**What needs to be done**
Find every line in the material below with the string "possible" and state how many there are, with no other text.
----------------
PR #3323, opened 2021-06-13
Fix #3322: Platform parameter singleton and Generic Interface

### LINKED ISSUE #3322: Introduce a Singleton Class and a Generic Interface for Platform Parameters
Add new singleton class and an interface for the platform parameter project. Namely

- PlatformParameterSingleton
- PlatformParameter

Target PR date: 14 June 2021
Target completion date: 11 June 2021

Arjupta:
## Explanation

Fixes #3322 
This PR introduces a new domain layer Singleton class which will help with storing and providing platform parameter values. This PR also includes a Generic Interface whose implementations will be provided containing Platform Parameters. (This PR is stacked over #3269). /cc @Sarthak2601 

## Checklist


domain/src/main/java/org/oppia/android/domain/platformparameter/PlatformParameterSingleton.kt
```diff
@@ -0,0 +1,31 @@
...
+
+import javax.inject.Inject
+import javax.inject.Singleton
+import org.oppia.android.app.model.PlatformParameter as ParameterValue
+import org.oppia.android.util.platformparameter.PlatformParameter
+
+/** Singleton class which helps in storing and providing Platform Parameters at runtime. */
+@Singleton
+class PlatformParameterSingleton @Inject constructor() {
+  var platformParameterMap: Map<String, ParameterValue> = mapOf()
```
jcqli: Can this be made private? Since we'll be accessing individual values we probably want to hide this.

domain/src/main/java/org/oppia/android/domain/platformparameter/PlatformParameterSingleton.kt
```diff
@@ -0,0 +1,31 @@
...
+
+  /** Initialize platformParameterMap if it is not yet initialised. */
```
jcqli: Be sure to add any [KDoc blocks](https://developer.android.com/kotlin/style-guide#documentation) for public functions (ditto to below function). Main ones to document are parameters, return values, and exceptions, there are plenty of examples in the codebase for this :)

It might also be better to name this `setPlatformParameterMap` since `init` suggests that the initialization of the class which isn't quite accurate (and also update the test names).

domain/src/main/java/org/oppia/android/domain/platformparameter/PlatformParameterSingleton.kt
```diff
@@ -0,0 +1,31 @@
...
+  fun initPlatformParameterMap(map: Map<String, ParameterValue>) {
+    if (platformParameterMap.isEmpty()) platformParameterMap = map
```
jcqli: I'm wondering if we might want to introduce some error-handling with this -- particularly if this gets called twice, we might want to handle that since that indicates something wrong with setting platform parameters. @vinitamurthi  WDYT?

domain/src/test/java/org/oppia/android/domain/platformparameter/PlatformParameterSingletonTest.kt
```diff
@@ -0,0 +1,142 @@
...
+  lateinit var platformParameterSingleton: PlatformParameterSingleton
+
+  @Before
+  fun setUp() {
+    setUpTestApplicationComponent()
+  }
+
+  @Test
+  fun testSingleton_initPlatformParameterMap_retrieveStringParameter_verifyItsValue() {
+    assertThat(platformParameterSingleton.platformParameterMap.isEmpty()).isTrue()
```
jcqli: This could probably be it's own test `testSingleton_initialPlatformParameterMap_isEmpty` and then you won't need to check it for all the tests.

Also, if we rename the `initPlatformParameterMap` function above this test could then better represent the "initial" state case.

domain/src/test/java/org/oppia/android/domain/platformparameter/PlatformParameterSingletonTest.kt
```diff
@@ -0,0 +1,142 @@
...
+
+    platformParameterSingleton.initPlatformParameterMap(makePlatformParameterMap())
+    assertThat(platformParameterSingleton.platformParameterMap.isEmpty()).isFalse()
```
jcqli: This can also be it's own test `testSingleton_init/setPlatformParameterMap_isNotEmpty()` and then testing for each value type can just check the value.

domain/src/test/java/org/oppia/android/domain/platformparameter/PlatformParameterSingletonTest.kt
```diff
@@ -0,0 +1,142 @@
...
+import org.junit.Before
+import org.junit.Test
+import org.junit.runner.RunWith
+import org.oppia.android.app.model.PlatformParameter as ParameterValue
+import org.oppia.android.testing.robolectric.RobolectricModule
+import org.oppia.android.testing.threading.TestDispatcherModule
+import org.robolectric.annotation.Config
+import org.robolectric.annotation.LooperMode
+
+const val stringPlatformParameterName = "string_platform_parameter_name"
```
jcqli: I recommend putting these in the class since they're specific to this class being tested.

domain/src/test/java/org/oppia/android/domain/platformparameter/PlatformParameterSingletonTest.kt
```diff
@@ -0,0 +1,142 @@
...
+
+  @Test
+  fun testSingleton_initPlatformParameterMap_retrieveIncorrectParameter_verifyItsValue() {
+    assertThat(platformParameterSingleton.platformParameterMap.isEmpty()).isTrue()
+
+    platformParameterSingleton.initPlatformParameterMap(makePlatformParameterMap())
+    assertThat(platformParameterSingleton.platformParameterMap.isEmpty()).isFalse()
+
+    val incorrectPlatformParameter = platformParameterSingleton.getPlatformParameter<String>(
+      "incorrectPlatformParameterName"
```
jcqli: This can be a class constant too for consistency.

domain/src/test/java/org/oppia/android/domain/platformparameter/PlatformParameterSingletonTest.kt
```diff
@@ -0,0 +1,142 @@
...
+    )
+    assertThat(incorrectPlatformParameter).isEqualTo(null)
```
jcqli: I think there's an `isNull()` check you can use here.

model/BUILD.bazel
```diff
@@ -223,6 +223,17 @@ java_lite_proto_library(
...
 )
 
+format_import_proto_library(
+    name = "platform_parameter",
+    src = "src/main/proto/platform_parameter.proto",
+)
+
+java_lite_proto_library(
+    name = "platform_parameter_java_proto_lite",
+    visibility = ["//visibility:public"],
```
jcqli: We probably want this to be `oppia_api_visibility`

utility/src/main/java/org/oppia/android/util/platformparameter/PlatformParameter.kt
```diff
@@ -0,0 +1,6 @@
+package org.oppia.android.util.platformparameter
+
+/** Generic interface whose implementations will be provided as Platform Parameter Values. */
```
jcqli: This might need some more detail to explain how they correspond to the defined protos and why we want this interface.

jcqli (changes requested):
Nice job with the tests! A couple things
1. Try to further split up test cases so that they're only checking on thing at a time. I like to think of it as if we want to minimize the number of assertions in a test so each test can be as specific as possible.
2. I see that protos are included in this PR -- be sure to list only the newly-changed in the PR description in case reviewers are different.
3. Be sure to build & test with both Gradle & Bazel to help speedup the review process. I also forget this sometimes :)

domain/src/main/java/org/oppia/android/domain/platformparameter/PlatformParameterSingleton.kt
Arjupta: It cannot be private, as the inline function (getPlatformParameter) can't acces it. But there can be a workaround like this code snippet - 

      /** Retrieve individual PlatformParameter, if it exists in the platformParameterMap. */
      fun <T : Any> getPlatformParameter(name: String): PlatformParameter<T>? {
        if (platformParameterMap.isEmpty()) return null
        val parameter = platformParameterMap[name] ?: return null
        return object : PlatformParameter<T> {
           override val value: T
            get() = when (getClass<KClass<T>>()) {
              0 -> parameter.string as T
              1 -> parameter.integer as T
              2 -> parameter.boolean as T
              else -> null as T
            }
        }
      }
      
      private inline fun <reified T> getClass(): Int {
         return when (T::class) {
          String::class -> 0
          Int::class -> 1
          Boolean::class -> 2
          else -> 3
       }
      }

Now we can keep the map to be a private var, does this Looks good to you? @jcqli

domain/src/main/java/org/oppia/android/domain/platformparameter/PlatformParameterSingleton.kt
Arjupta: After changing the name of the function to setPlatformParameterMap a clash occured between the setter for platformParameterMap and the function.

domain/src/test/java/org/oppia/android/domain/platformparameter/PlatformParameterSingletonTest.kt
Arjupta: Okay got it

domain/src/test/java/org/oppia/android/domain/platformparameter/PlatformParameterSingletonTest.kt
Arjupta: Sure will do that

domain/src/test/java/org/oppia/android/domain/platformparameter/PlatformParameterSingletonTest.kt
Arjupta: You mean to say I should put these into PlatformParameterSingleton? If yes then isn't it wrong to put the test specific constants in a Production class. @jcqli

domain/src/test/java/org/oppia/android/domain/platformparameter/PlatformParameterSingletonTest.kt
Arjupta: Sure will do it

domain/src/test/java/org/oppia/android/domain/platformparameter/PlatformParameterSingletonTest.kt
Arjupta: Sure will do it

model/BUILD.bazel
Arjupta: Oh! will update this in the base PR ( as this change came after rebasing this PR over the branch that it is stacked upon)

utility/src/main/java/org/oppia/android/util/platformparameter/PlatformParameter.kt
Arjupta: Okay

Arjupta:
@fsharpasharp can you take a look at the bazel changes. I am not able to resolve the issues regarding it. Also just for your information, this PR is stacked over #3269. So I will actually commit the changes for Bazel file in the base PR, and then rebase this PR over it.

fsharpasharp:
> @fsharpasharp can you take a look at the bazel changes. I am not able to resolve the issues regarding it. Also just for your information, this PR is stacked over #3269. So I will actually commit the changes for Bazel file in the base PR, and then rebase this PR over it.

You will have to add the newly created proto as a dependency to the domain module's BUILD.bazel file and the corresponding library. Let me know if this is enough to get you started or if I need to provide more details.

fsharpasharp (approved):
Approving for bazel changes. Please take a look at the lint error.

Arjupta:
@jcqli PTAL

domain/src/test/java/org/oppia/android/domain/platformparameter/PlatformParameterSingletonTest.kt
jcqli: Oh I meant below in this test class! Around line 38.

domain/src/test/java/org/oppia/android/domain/platformparameter/PlatformParameterSingletonTest.kt
jcqli: Nice! I think this can be written as `assertThat(platformParameterSingleton.platformParameterMap).isEmpty()`

domain/src/main/java/org/oppia/android/domain/platformparameter/PlatformParameterSingleton.kt
jcqli: Hm interesting. I've never used inline functions but I would say the original implementation is probably better since the private function isn't adding any code clarity. @vinitamurthi WDYT?

Also, what's the reason for using an inline function?

domain/src/test/java/org/oppia/android/domain/platformparameter/PlatformParameterSingletonTest.kt
```diff
@@ -0,0 +1,140 @@
...
+      DaggerPlatformParameterSingletonTest_TestApplicationComponent.builder()
+        .setApplication(this)
+        .build()
+    }
+
+    fun inject(platformParameterSingletonTest: PlatformParameterSingletonTest) {
+      component.inject(platformParameterSingletonTest)
+    }
+  }
+}
```
jcqli: nit: add newline at the end of the file

domain/src/test/java/org/oppia/android/domain/platformparameter/PlatformParameterSingletonTest.kt
```diff
@@ -0,0 +1,140 @@
...
+  @Test
+  fun testSingleton_initPlatformParameterMap_retrieveIncorrectParameter_verifyItsValue() {
+    platformParameterSingleton.initPlatformParameterMap(makePlatformParameterMap())
+    val incorrectPlatformParameter = platformParameterSingleton.getPlatformParameter<String>(
+      incorrectPlatformParameterName
+    )
+    assertThat(incorrectPlatformParameter).isNull()
+  }
+
+  private fun makePlatformParameterMap(): Map<String, ParameterValue> {
```
jcqli: This might be better as a class constant since it's being used in nearly every test. That way we don't have to reconstruct it every time.

jcqli (changes requested):
Left a few more comments. Also a few open threads from my last pass as well, wasn't sure how to include them in the same review 🙃

domain/src/main/java/org/oppia/android/domain/platformparameter/PlatformParameterSingleton.kt
jcqli: Ah got it, is there a reason we are writing our own setter then?  If this is meant to initialize the map only once then I recommend adding error handling if the map has already been initialized. Otherwise why not use the existing setter?

domain/src/main/java/org/oppia/android/domain/platformparameter/PlatformParameterSingleton.kt
Arjupta: The reason for inline function is to use \<reified T\>, This is because we want to know which class does T belongs to, which was not possible without using a  \<reified T\>

domain/src/main/java/org/oppia/android/domain/platformparameter/PlatformParameterSingleton.kt
Arjupta: Yeah we can use the default setter also. I will find about how to implement the same functionality with it

domain/src/test/java/org/oppia/android/domain/platformparameter/PlatformParameterSingletonTest.kt
Arjupta: Yeah, Done

domain/src/test/java/org/oppia/android/domain/platformparameter/PlatformParameterSingletonTest.kt
Arjupta: Yeah that can be done its just that in previous tests that I worked, they had constant like this outside of the class ([ test file ](https://github.com/ARJUPTA/oppia-android/blob/9a691d448ed7f7eaeeb7471938669c78e8a875ff/app/src/sharedTest/java/org/oppia/android/app/options/ReadingTextSizeFragmentTest.kt#L79)from my earlier PR)

domain/src/test/java/org/oppia/android/domain/platformparameter/PlatformParameterSingletonTest.kt
Arjupta: Done

domain/src/test/java/org/oppia/android/domain/platformparameter/PlatformParameterSingletonTest.kt
Arjupta: Yeah, Done

domain/src/test/java/org/oppia/android/domain/platformparameter/PlatformParameterSingletonTest.kt
jcqli: That's fair -- I don't think we have any specific conventions on how to do this so I'll leave it up to you. If you do choose to leave as is, they probably should be `private` and should be named `STRING_PLATFORM_PARAMETER_NAME` etc.

domain/src/main/java/org/oppia/android/domain/platformparameter/PlatformParameterSingleton.kt
jcqli: I did some additional research and I believe I understand now why we have to use the inline function. I'll leave this thread open in case Vinita has additional thoughts.

utility/src/main/java/org/oppia/android/util/platformparameter/PlatformParameter.kt
jcqli: Hm maybe `Generic interface that is used to provide Platform Parameter Values corresponding to the [PlatformParameter] proto values. Objects that implement this interface will override the [value] property to store the actual platform parameter value.`

As another thought, could this be a generic class rather than an interface? That way we won't have different classes for each value type.

jcqli (commented):
Left a few follow-ups, thanks

domain/src/main/java/org/oppia/android/domain/platformparameter/PlatformParameterSingleton.kt
Arjupta: @vinitamurthi PTAL

domain/src/test/java/org/oppia/android/domain/platformparameter/PlatformParameterSingletonTest.kt
Arjupta: Okay noted

utility/src/main/java/org/oppia/android/util/platformparameter/PlatformParameter.kt
Arjupta: This was point was throughly discussed during proposal reviews and also for the submission of additional info. This approach has been suggested by @BenHenning and @vinitamurthi collectively and it matches the way in which we implement a testable feature. (Help us to provide mocks easily). So @vinitamurthi is the best person to take a look at your suggestion.

jcqli: Sounds good, I must've missed that part  -- thanks for the clarification! Could you point me to where that's explained in the proposal?

Arjupta: We will discuss on this in the team meet as there was a email thread regarding the discussion

domain/src/main/java/org/oppia/android/domain/platformparameter/PlatformParameterSingleton.kt
Sarthak2601: Instead of using an `inline function` and `<reified T>` to get the platform value type, can't we make use of the proto objects here? We already have defined value types through which we can decide which kind of value we'll be returning. This way the variable can also be made private.

domain/src/main/java/org/oppia/android/domain/platformparameter/PlatformParameterSingleton.kt
Sarthak2601: I think the `if` clause works fine here -- might be worth adding tests for this to check for regression.

domain/src/main/java/org/oppia/android/domain/platformparameter/PlatformParameterSingleton.kt
Arjupta: We can make use of the Proto classes but doing so will include a bug. For example when we use getPlatformParameter\<String\>("param1") , we expect a parameter with name -> "param1" and a value of String type. But in case we depend on Proto class to set the type of value that is going inside PlatformParameter implementation then this can create a RunTime exception when the Proto has a different data type (than String) stored in the same name of "param1"

domain/src/main/java/org/oppia/android/domain/platformparameter/PlatformParameterSingleton.kt
Arjupta: I guess the current tests have this use case. (indirectly tested)

anandwana001:
I will check my code owners file tomorrow.

domain/src/main/java/org/oppia/android/domain/platformparameter/PlatformParameterSingleton.kt
jcqli: Which test is this in? I'm not sure this edge case is tested.

domain/src/main/java/org/oppia/android/domain/platformparameter/PlatformParameterSingleton.kt
```diff
@@ -0,0 +1,64 @@
...
+  fun getBooleanPlatformParameter(name: String): PlatformParameter<Boolean>? {
+    if (platformParameterMap.isEmpty()) return null
+    val parameter = platformParameterMap[name]?.boolean ?: return null
+    return object : PlatformParameter<Boolean> {
+      override val value: Boolean
+        get() = parameter
+    }
+  }
+
+//  /** Retrieve individual [ParameterValue], if it exists in the [platformParameterMap]. */
```
jcqli: Be sure to remove any commented-out code here.

domain/src/main/java/org/oppia/android/domain/platformparameter/PlatformParameterSingleton.kt
jcqli: I see this has been renamed, were there collisions with the setter?

domain/src/main/java/org/oppia/android/domain/platformparameter/PlatformParameterSingleton.kt
jcqli: It looks like we are using the proto objects for type-checking now, is that right?

utility/src/main/java/org/oppia/android/util/platformparameter/PlatformParameter.kt
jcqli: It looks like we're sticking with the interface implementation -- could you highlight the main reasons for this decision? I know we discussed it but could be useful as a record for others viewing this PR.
----------------
**Answer**
2